Om Robby, boleh dong ditampilkan dulu foto ikan yang akan di lelang, walaupun lelangnya pasca lebaran. Supaya bikin greget he he....

----------


## tenonx

klo ada ikan jenis hikarimoyo mono mau donk  ::

----------


## fachm13

> klo ada ikan jenis hikarimoyo mono mau donk


punyaku aja diborong.... :Bump2:

----------


## aie

menunggu foto shiro omsako nya pak robby nih  :Peep:

----------


## edwin

wh, seru nih.... udah gak sabar nunggunya.....

----------


## addo

kalo gitu musti bawa kotak peluru ya...
biar nggak abis abis

----------


## siunk

terima giro mundur kaga yah...hehehhe??

----------


## Robby Iwan

> menunggu foto shiro omsako nya pak robby nih


he he , belum sempat di foto..nanti aja klo mau di karantina sblm lelang..ukurannya kurang-lebih 70cm kali

----------


## finefujikoi

> terima giro mundur kaga yah...hehehhe??
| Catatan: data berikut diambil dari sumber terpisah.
PR #4073, opened 2018-10-15
CORDA-2030: Prevent kotlin-stdlib-jre8 from becoming an accidental transitive dependency.

chrisr3:
Add `kotlin-stdlib-jre8` to the `runtimeOnly` configuration to keep it from creeping into some other module's compile classpath.


josecoll:
Sounds good - according to the docs the `runtime` is deprecated anyway.
https://docs.gradle.org/current/userguide/java_plugin.html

setuju omm.... rencana pake credit card aja....

----------


## PutNus

> om robby, boleh dong ditampilkan dulu foto ikan yang akan di lelang, walaupun lelangnya pasca lebaran. Supaya bikin greget he he....





> *koi jumbo nisai, sansai - harga tosai - hanya ada di koi's.... Ck ck ck ck.. Saluudoosss.....*


*memang kois................ Nomor unos*

----------


## PutNus

> Om Robby, boleh dong ditampilkan dulu foto ikan yang akan di lelang, walaupun lelangnya pasca lebaran. Supaya bikin greget he he....





> Salah satu ikan saya yg akan dilelang a.l:
> 
> Jenis : Taisho Sansoku (Sanke)
> Breeder : Sakai
> Bloodline : Wakashoryo (ada sertifikat)
> Sex: Female
> Ukuran : (belum diukur) antara 65+ atau 70+ cm
> umur : Sansai (3th)
> Harga 1jt
> ...


*Abah tungguin dari sekarang disini* ...........

----------


## siunk

kapan nih Om startnya..perasaan hari demi hari berlalu dengan sangat lambatttt...hahhaa

----------


## Davkoi

Obok obok kolam dulu  :Emptybath: 

Cari koi jumbo buat suppport  :Cool2:

----------


## andriyana

> Obok obok kolam dulu 
> 
> Cari koi jumbo buat suppport


Kohaku Yohei atau Showa Maruyama Om Dav ??  ::  ::  ::

----------


## Syahrizal Lukman

Ok nih...   :Playball:  :Smow:  :Peep:

----------


## Robby Iwan

> Obok obok kolam dulu 
> 
> Cari koi jumbo buat suppport


Bravo DavKoi..

----------


## luki

> Obok obok kolam dulu 
> 
> Cari koi jumbo buat suppport


Mantab.....
jangan lupa di foto yg bagus......trus di email ke 

[email protected]
[email protected]

----------


## iwan_makassar

hmmmmm......contact konco2ku dulu aaahhh....mengenai info yg sangat menggemberikan ini

----------


## PutNus

*BUNGKUS==============by PutNus*

----------


## wen

> *BUNGKUS==============by PutNus*


Abah punya hoby baru nih... ::

----------


## Dony Lesmana

jgn pake option bungkus donggggggggggg.... biar seruuuuuuuuu... hahahhaha...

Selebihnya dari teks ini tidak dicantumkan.